Assigned task — Write out the stretch of lines below that begins at the line with "This commit also" and ends at the line with "local transition_variables", including both, exactly as given and nothing more.

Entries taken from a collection
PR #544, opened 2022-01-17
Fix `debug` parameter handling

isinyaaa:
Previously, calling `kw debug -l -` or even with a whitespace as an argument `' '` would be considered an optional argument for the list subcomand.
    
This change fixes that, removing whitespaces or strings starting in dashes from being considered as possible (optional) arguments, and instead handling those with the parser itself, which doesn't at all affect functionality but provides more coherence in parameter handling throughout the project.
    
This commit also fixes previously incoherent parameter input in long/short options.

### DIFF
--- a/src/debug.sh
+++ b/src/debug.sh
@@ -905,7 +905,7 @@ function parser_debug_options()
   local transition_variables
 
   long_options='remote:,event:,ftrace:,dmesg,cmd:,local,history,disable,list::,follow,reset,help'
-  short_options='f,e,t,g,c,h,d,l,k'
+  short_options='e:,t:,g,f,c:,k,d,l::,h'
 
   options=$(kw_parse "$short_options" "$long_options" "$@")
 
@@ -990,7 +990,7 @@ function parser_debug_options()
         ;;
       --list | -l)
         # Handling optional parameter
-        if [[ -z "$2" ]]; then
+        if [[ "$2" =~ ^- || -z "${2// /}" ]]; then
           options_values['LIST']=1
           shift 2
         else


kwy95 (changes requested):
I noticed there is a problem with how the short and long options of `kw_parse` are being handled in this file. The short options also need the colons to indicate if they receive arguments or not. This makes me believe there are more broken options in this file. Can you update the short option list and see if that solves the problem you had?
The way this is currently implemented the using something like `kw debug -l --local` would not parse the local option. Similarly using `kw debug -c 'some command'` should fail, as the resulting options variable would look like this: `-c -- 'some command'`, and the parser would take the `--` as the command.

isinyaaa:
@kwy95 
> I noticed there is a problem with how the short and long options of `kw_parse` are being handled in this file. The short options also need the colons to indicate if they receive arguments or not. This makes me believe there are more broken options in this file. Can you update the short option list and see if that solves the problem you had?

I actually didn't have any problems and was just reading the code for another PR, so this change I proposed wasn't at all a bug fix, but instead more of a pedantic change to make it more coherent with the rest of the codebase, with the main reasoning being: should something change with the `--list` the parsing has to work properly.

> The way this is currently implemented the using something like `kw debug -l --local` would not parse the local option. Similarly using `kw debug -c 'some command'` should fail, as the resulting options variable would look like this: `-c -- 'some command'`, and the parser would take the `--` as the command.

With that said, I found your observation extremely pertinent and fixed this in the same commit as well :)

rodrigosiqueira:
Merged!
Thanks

Result below —
This commit also fixes previously incoherent parameter input in long/short options.

### DIFF
--- a/src/debug.sh
+++ b/src/debug.sh
@@ -905,7 +905,7 @@ function parser_debug_options()
   local transition_variables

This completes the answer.